Abstract
The incidence of pregnancy-associated breast cancer (PABC) increases as more women choose to delay childbearing and the population-based incidence of breast cancer rises. Reliably and safely staging PABC is necessary to choose between starting with local or systemic therapy. With regard to local therapy, both lumpectomy and mastectomy can be considered depending on gestational age and the stage at diagnosis. By mirroring nonpregnant treatment regimens as much as possible, chemotherapy may improve long-term oncologic outcomes while allowing for surgical downstaging during pregnancy. Delaying treatment due to misconceptions regarding risk of local and systemic therapy most certainly worsens oncologic outcomes, and most neonatal morbidity is related to gestational age at delivery and not in utero exposures. Pregnancy itself was once considered an independent risk factor for worse outcome, but the prognosis of these patients is not significantly different than nonpregnant counterparts of a similar age.
Introduction
P
Diagnosis of PABC
The evaluation of breast symptoms during pregnancy and the postpartum period can be challenging due to the hormonally induced changes in breast tissue that may lead to increased firmness and nodularity. Furthermore, the symptoms of postpartum lactational mastitis mimic locally advanced or inflammatory breast cancer. The majority of PABCs are diagnosed after presenting with a palpable mass. However, skin thickening and skin redness can be present up to a quarter of the time. 3,6
Completing a reliable diagnostic workup with imaging to determine the extent of disease is important in treatment decision-making. In a nonpregnant patient, breast imaging can include ultrasound, mammogram, and breast magnetic resonance imaging (MRI).
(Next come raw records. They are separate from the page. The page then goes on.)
PR #89, opened 2021-09-09
Refactoring

Antonstockmarr:
Refactor the cli library, making it easier to maintain and more organized. All menus where the user must give an input are now instances of the abstract class DevToolMenu.

Also fix a large amount of small Nits all around the project, mostly trivial changes, like changing explicit variable into "var"

Verified by manually preparing and installing workloads on the singleOneBox environment.

#patch


src/ScaleUnitManagement/ScaleUnitFeatureManager/Utilities/StepFactory.cs
```diff
@@ -16,12 +16,12 @@ private IEnumerable<Type> FindClassesDeriving(Type superType)
 
         public List<IStep> GetStepsOfType<T>()
         {
-            var steps = new List<IStep>();
+            var objects = new List<IStep>();
```
Omaaarz, line 19: Is this intentional? if yes, why?

src/CLI/DevToolMenu.cs
```diff
@@ -0,0 +1,45 @@
...
+        {
+            return GetSortedScaleUnits()[index].ScaleUnitId;
+        }
+
+        protected CLIOption Option(string name, Func<int, string, Task> command)
+        {
+            return new CLIOption { Name = name, Command = command };
+        }
+
+        protected List<CLIOption> SelectScaleUnitOptions(Func<int, string, Task> command)
```
Omaaarz, line 35: I'm thinking if we could have an optional parameter here to pass scale unit instances that this menu works on. That would help if we want to specify specific scale units that are valid for taking action instead of dealing with such type of devtools differently in their Show method. What do you think?

Omaaarz (changes requested):
Looks good. I'm suggesting one improvement that we can have to help accommodating actions that would be handling not all scale units but subset of them

src/ScaleUnitManagementTests/WorkloadInstanceTopologicalSortUtilTest.cs
```diff
@@ -10,21 +10,21 @@ namespace ScaleUnitManagementTests
     [TestClass]
     public class WorkloadInstanceTopologicalSortUtilTest
     {
-        private readonly string SYS = "Sys";
-        private readonly string MES = "Mes";
-        private readonly string WES = "Wes";
+        private readonly string sys = "Sys";
```
AndreasHassing, line 13: These should be constants and capital (that's how they're usually represented).

AndreasHassing (changes requested):
You're not going to like this 😅, but; unless you agreed with Omar to change a lot of variable declarations from `T` to `var`, you should revert those changes.

The only time to use `var` is when the type is immediately obvious from the right-hand side - which it is when:
* you're `new`'ing up an object:
   ```csharp
   var x = new X();
   ```
* you're type-casting:
   ```csharp
   var y = (Y)yThing;
   ```

Or in rare cases where the type is fairly obvious and typing out the type would yield sub-par readability (cases of async enumeration and LINQ expression trees come to mind).

In C#9 you can do:
```csharp
Dictionary<string, string> d = new()
{
    ["Hey!"] = "Stop waving..",
};
```
Further reducing the value of (in my opinion) the `var` keyword.

To be consistent in a .NET code base, you can consider loosely following [the C# coding conventions](https://docs.microsoft.com/en-us/dotnet/csharp/fundamentals/coding-style/coding-conventions#implicitly-typed-local-variables) (not everyone does, so stay relaxed about it).

src/CLI/DevToolMenu.cs
AndreasHassing: Or, its signature could be:
```csharp
// takes care of creating a `ScaleUnitContext`:
protected List<CLIOption> SelectScaleUnitOptions(Func<Task> command);

// child-class handles creating a `ScaleUnitContext`, but is passed the scale unit:
protected List<CLIOption> SelectScaleUnitOptions(Func<ScaleUnitInstance, Task> command);
```

AndreasHassing:
@Omaaarz can you pitch in with your thoughts on the `T => var` comment I made? If you're OK with having `var` as a default, I'm fine with it too - your call.

src/ScaleUnitManagementTests/WorkloadInstanceTopologicalSortUtilTest.cs
AndreasHassing: In fact, both the string value and the field names.

src/ScaleUnitManagement/ScaleUnitFeatureManager/Utilities/StepFactory.cs
Antonstockmarr: It started out with the name objects, then I changed it to steps because I thought it was more intuitive without the explicit type. But then I changed my mind, because this code is used to instantiate the step objects.

Antonstockmarr:
The reason why I changed the types to being implicit is that it is treated as a "formatting error" by VS Code, which means that other errors drown in 350 other messages. But I see your point, and VS code can probably be configured to not account for this if we decide to keep the explicit types.

Omaaarz:
> @Omaaarz can you pitch in with your thoughts on the `T => var` comment I made? If you're OK with having `var` as a default, I'm fine with it too - your call.

No I actually agree with you Andreas. When I was looking at the PR yesterday, I was looking at it commit by commit to make it easier for me to review and was planning to commit on the var declaration but forgot after I finished reviewing the other huge commit.

src/CLI/DevToolMenu.cs
Antonstockmarr: I can see the idea of passing the scaleUnits to the function, so it can be used in the case where not all scale units can perform that action. Its also a good idea to let this function construct the scaleUnitContext. But I don't see the benefit of using the other signatures? The purpose of the method is to construct an option for every scale unit, how the command is executed is handled by the CLIController. Can you elaborate on how this would be used, @AndreasHassing ?

AndreasHassing: You're right, I think - just go with whatever feels best 😊. At first glance I thought it would be easy to do, but it seems a bit trickier now that I try to think harder about it.

Omaaarz (approved):

AndreasHassing (approved):

AndreasHassing:
These changes are quite broad throughout the app; consider timeboxing an hour or two into validating almost all available flows in the dev tools before merging this 😊.

Antonstockmarr:
Everything seems to work as expected, so I recommend merging this branch. I do not have the required permission to do so @AndreasHassing / @Omaaarz.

Ultrasound helps discern between cystic and solid masses, and mammography can reveal calcifications that may not be visible by ultrasound alone. 7 Ultrasound is widely used in pregnancy and the safety has been previously established. 8 Mammography confers minimal dose to the fetus with abdominal shielding (0.001–0.01 mGy with two views), far below the minimum threshold of 200 mGy for adverse effects during organogenesis (up to 10 weeks of gestation). 9
Although contrast-enhanced breast MRI can be a useful diagnostic tool in non-PABC, the safety of gadolinium in pregnancy is controversial. Free gadolinium is considered toxic and therefore only administered to humans in chelated form. It crosses the placenta and remains in the amniotic fluid to be swallowed by the fetus and re-enters the fetal circulation. Furthermore, the prone positioning necessary for breast MRI may lead to prolonged pressure on the gravid uterus, disrupting uterine blood flow. Although lactating women are encouraged to pump or breastfeed immediately before MRI to reduce the background enhancement, gadolinium is excreted into breast milk at a rate of 0.0004% of the maternal dose, and therefore, the American College of Radiology guidelines do not require that patients discontinue breastfeeding after contrast-enhanced MRI. 10
In some advanced PABC cases where metastases are suspected, a metastatic workup before delivery may be necessary to guide treatment decisions. Given that lungs, bone, and liver are the most common metastatic sites of breast cancer, a pregnant patient may undergo a chest X-ray with abdominal shielding, liver ultrasound, and noncontrast supine MRI in place of the bone scan to complete the metastatic workup. The fetal dose of PET/CT has been found to be 10–50 mGy and therefore is usually deferred to the postpartum period. 9 See Figure 1 for a diagnosis and treatment algorithm of PABC.

Algorithm for the diagnosis and treatment of pregnancy-associated breast cancer.
Treatment of PABC
Initiation of local versus systemic therapy in PABC
Depending on the clinical scenario, PABC patients and their providers may be confronted with the choice to either proceed with local control or to initiate systemic treatment. For patients diagnosed with early-stage PABC, both breast conservation and mastectomy are considered viable surgical options. However, diagnosis in the first or second trimester may influence the decision to proceed with mastectomy to avoid a potential delay in administration of post-lumpectomy external beam radiation, which is contraindicated during pregnancy. See Table 1 for treatment options of PABC by gestational age.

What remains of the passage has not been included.